**WHAT THE EXERCISE ASKS:** Please set down every entry from the listing below, word for word.

**RECORD SET:**

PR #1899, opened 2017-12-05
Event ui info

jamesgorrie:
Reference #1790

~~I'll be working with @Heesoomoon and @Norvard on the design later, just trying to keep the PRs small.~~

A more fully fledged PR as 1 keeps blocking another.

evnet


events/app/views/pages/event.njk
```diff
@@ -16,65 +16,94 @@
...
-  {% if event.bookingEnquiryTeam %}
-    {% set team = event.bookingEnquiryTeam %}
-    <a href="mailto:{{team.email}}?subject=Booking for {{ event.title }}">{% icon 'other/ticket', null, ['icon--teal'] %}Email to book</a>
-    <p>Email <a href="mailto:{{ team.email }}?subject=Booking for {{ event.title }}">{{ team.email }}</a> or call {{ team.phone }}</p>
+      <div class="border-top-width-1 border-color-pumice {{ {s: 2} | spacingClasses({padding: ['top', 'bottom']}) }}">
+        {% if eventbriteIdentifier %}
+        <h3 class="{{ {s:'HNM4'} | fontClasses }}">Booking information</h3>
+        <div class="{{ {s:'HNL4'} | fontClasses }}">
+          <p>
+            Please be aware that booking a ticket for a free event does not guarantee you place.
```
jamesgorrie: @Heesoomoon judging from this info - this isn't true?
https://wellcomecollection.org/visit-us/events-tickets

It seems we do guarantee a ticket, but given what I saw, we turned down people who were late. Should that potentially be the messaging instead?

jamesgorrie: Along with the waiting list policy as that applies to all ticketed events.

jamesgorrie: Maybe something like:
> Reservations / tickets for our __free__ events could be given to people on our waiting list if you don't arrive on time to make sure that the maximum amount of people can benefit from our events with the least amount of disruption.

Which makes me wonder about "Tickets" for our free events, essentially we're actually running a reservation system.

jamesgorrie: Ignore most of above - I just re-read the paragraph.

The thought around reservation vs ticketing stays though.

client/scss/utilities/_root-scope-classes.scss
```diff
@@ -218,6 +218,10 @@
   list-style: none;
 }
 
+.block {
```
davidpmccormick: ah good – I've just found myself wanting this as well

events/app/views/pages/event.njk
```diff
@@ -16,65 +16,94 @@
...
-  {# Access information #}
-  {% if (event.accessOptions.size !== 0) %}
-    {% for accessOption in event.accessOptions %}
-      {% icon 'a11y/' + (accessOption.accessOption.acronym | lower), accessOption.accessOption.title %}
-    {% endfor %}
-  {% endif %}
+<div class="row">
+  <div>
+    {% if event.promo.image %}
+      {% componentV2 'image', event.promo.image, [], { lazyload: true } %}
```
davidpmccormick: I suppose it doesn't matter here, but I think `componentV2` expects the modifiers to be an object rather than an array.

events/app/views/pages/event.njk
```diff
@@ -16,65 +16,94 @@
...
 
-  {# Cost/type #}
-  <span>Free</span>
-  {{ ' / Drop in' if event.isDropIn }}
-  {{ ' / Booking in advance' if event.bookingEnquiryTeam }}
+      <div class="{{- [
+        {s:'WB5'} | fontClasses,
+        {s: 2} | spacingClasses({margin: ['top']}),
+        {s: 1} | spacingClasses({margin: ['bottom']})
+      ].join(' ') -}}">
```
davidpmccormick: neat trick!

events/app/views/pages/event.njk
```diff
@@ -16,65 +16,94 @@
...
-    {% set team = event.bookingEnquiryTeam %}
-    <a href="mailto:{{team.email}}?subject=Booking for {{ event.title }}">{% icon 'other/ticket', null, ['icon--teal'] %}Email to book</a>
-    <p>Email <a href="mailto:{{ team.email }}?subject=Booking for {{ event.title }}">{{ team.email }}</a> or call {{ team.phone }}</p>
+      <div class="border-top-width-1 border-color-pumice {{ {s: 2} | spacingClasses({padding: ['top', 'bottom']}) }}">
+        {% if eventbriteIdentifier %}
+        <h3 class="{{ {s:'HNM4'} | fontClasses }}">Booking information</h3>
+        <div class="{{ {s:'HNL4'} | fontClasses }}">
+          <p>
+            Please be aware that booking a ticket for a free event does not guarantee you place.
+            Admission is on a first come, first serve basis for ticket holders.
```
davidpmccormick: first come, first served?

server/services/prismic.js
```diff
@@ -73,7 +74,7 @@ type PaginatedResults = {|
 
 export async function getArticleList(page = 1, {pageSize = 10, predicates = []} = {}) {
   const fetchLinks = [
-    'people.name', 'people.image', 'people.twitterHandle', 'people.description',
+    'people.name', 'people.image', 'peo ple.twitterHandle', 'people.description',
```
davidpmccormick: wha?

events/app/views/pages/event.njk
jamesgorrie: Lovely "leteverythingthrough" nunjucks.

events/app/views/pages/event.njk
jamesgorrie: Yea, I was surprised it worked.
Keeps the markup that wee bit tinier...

**WRITTEN ANSWER:**
PR #1899, opened 2017-12-05
Event ui info

jamesgorrie:
Reference #1790

~~I'll be working with @Heesoomoon and @Norvard on the design later, just trying to keep the PRs small.~~

A more fully fledged PR as 1 keeps blocking another.

evnet


events/app/views/pages/event.njk
```diff
@@ -16,65 +16,94 @@
...
-  {% if event.bookingEnquiryTeam %}
-    {% set team = event.bookingEnquiryTeam %}
-    <a href="mailto:{{team.email}}?subject=Booking for {{ event.title }}">{% icon 'other/ticket', null, ['icon--teal'] %}Email to book</a>
-    <p>Email <a href="mailto:{{ team.email }}?subject=Booking for {{ event.title }}">{{ team.email }}</a> or call {{ team.phone }}</p>
+      <div class="border-top-width-1 border-color-pumice {{ {s: 2} | spacingClasses({padding: ['top', 'bottom']}) }}">
+        {% if eventbriteIdentifier %}
+        <h3 class="{{ {s:'HNM4'} | fontClasses }}">Booking information</h3>
+        <div class="{{ {s:'HNL4'} | fontClasses }}">
+          <p>
+            Please be aware that booking a ticket for a free event does not guarantee you place.
```
jamesgorrie: @Heesoomoon judging from this info - this isn't true?
https://wellcomecollection.org/visit-us/events-tickets

It seems we do guarantee a ticket, but given what I saw, we turned down people who were late. Should that potentially be the messaging instead?

jamesgorrie: Along with the waiting list policy as that applies to all ticketed events.

jamesgorrie: Maybe something like:
> Reservations / tickets for our __free__ events could be given to people on our waiting list if you don't arrive on time to make sure that the maximum amount of people can benefit from our events with the least amount of disruption.

Which makes me wonder about "Tickets" for our free events, essentially we're actually running a reservation system.

jamesgorrie: Ignore most of above - I just re-read the paragraph.

The thought around reservation vs ticketing stays though.

client/scss/utilities/_root-scope-classes.scss
```diff
@@ -218,6 +218,10 @@
   list-style: none;
 }
 
+.block {
```
davidpmccormick: ah good – I've just found myself wanting this as well

events/app/views/pages/event.njk
```diff
@@ -16,65 +16,94 @@
...
-  {# Access information #}
-  {% if (event.accessOptions.size !== 0) %}
-    {% for accessOption in event.accessOptions %}
-      {% icon 'a11y/' + (accessOption.accessOption.acronym | lower), accessOption.accessOption.title %}
-    {% endfor %}
-  {% endif %}
+<div class="row">
+  <div>
+    {% if event.promo.image %}
+      {% componentV2 'image', event.promo.image, [], { lazyload: true } %}
```
davidpmccormick: I suppose it doesn't matter here, but I think `componentV2` expects the modifiers to be an object rather than an array.

events/app/views/pages/event.njk
```diff
@@ -16,65 +16,94 @@
...
 
-  {# Cost/type #}
-  <span>Free</span>
-  {{ ' / Drop in' if event.isDropIn }}
-  {{ ' / Booking in advance' if event.bookingEnquiryTeam }}
+      <div class="{{- [
+        {s:'WB5'} | fontClasses,
+        {s: 2} | spacingClasses({margin: ['top']}),
+        {s: 1} | spacingClasses({margin: ['bottom']})
+      ].join(' ') -}}">
```
davidpmccormick: neat trick!

events/app/views/pages/event.njk
```diff
@@ -16,65 +16,94 @@
...
-    {% set team = event.bookingEnquiryTeam %}
-    <a href="mailto:{{team.email}}?subject=Booking for {{ event.title }}">{% icon 'other/ticket', null, ['icon--teal'] %}Email to book</a>
-    <p>Email <a href="mailto:{{ team.email }}?subject=Booking for {{ event.title }}">{{ team.email }}</a> or call {{ team.phone }}</p>
+      <div class="border-top-width-1 border-color-pumice {{ {s: 2} | spacingClasses({padding: ['top', 'bottom']}) }}">
+        {% if eventbriteIdentifier %}
+        <h3 class="{{ {s:'HNM4'} | fontClasses }}">Booking information</h3>
+        <div class="{{ {s:'HNL4'} | fontClasses }}">
+          <p>
+            Please be aware that booking a ticket for a free event does not guarantee you place.
+            Admission is on a first come, first serve basis for ticket holders.
```
davidpmccormick: first come, first served?

server/services/prismic.js
```diff
@@ -73,7 +74,7 @@ type PaginatedResults = {|
 
 export async function getArticleList(page = 1, {pageSize = 10, predicates = []} = {}) {
   const fetchLinks = [
-    'people.name', 'people.image', 'people.twitterHandle', 'people.description',
+    'people.name', 'people.image', 'peo ple.twitterHandle', 'people.description',
```
davidpmccormick: wha?

events/app/views/pages/event.njk
jamesgorrie: Lovely "leteverythingthrough" nunjucks.

events/app/views/pages/event.njk
jamesgorrie: Yea, I was surprised it worked.
Keeps the markup that wee bit tinier...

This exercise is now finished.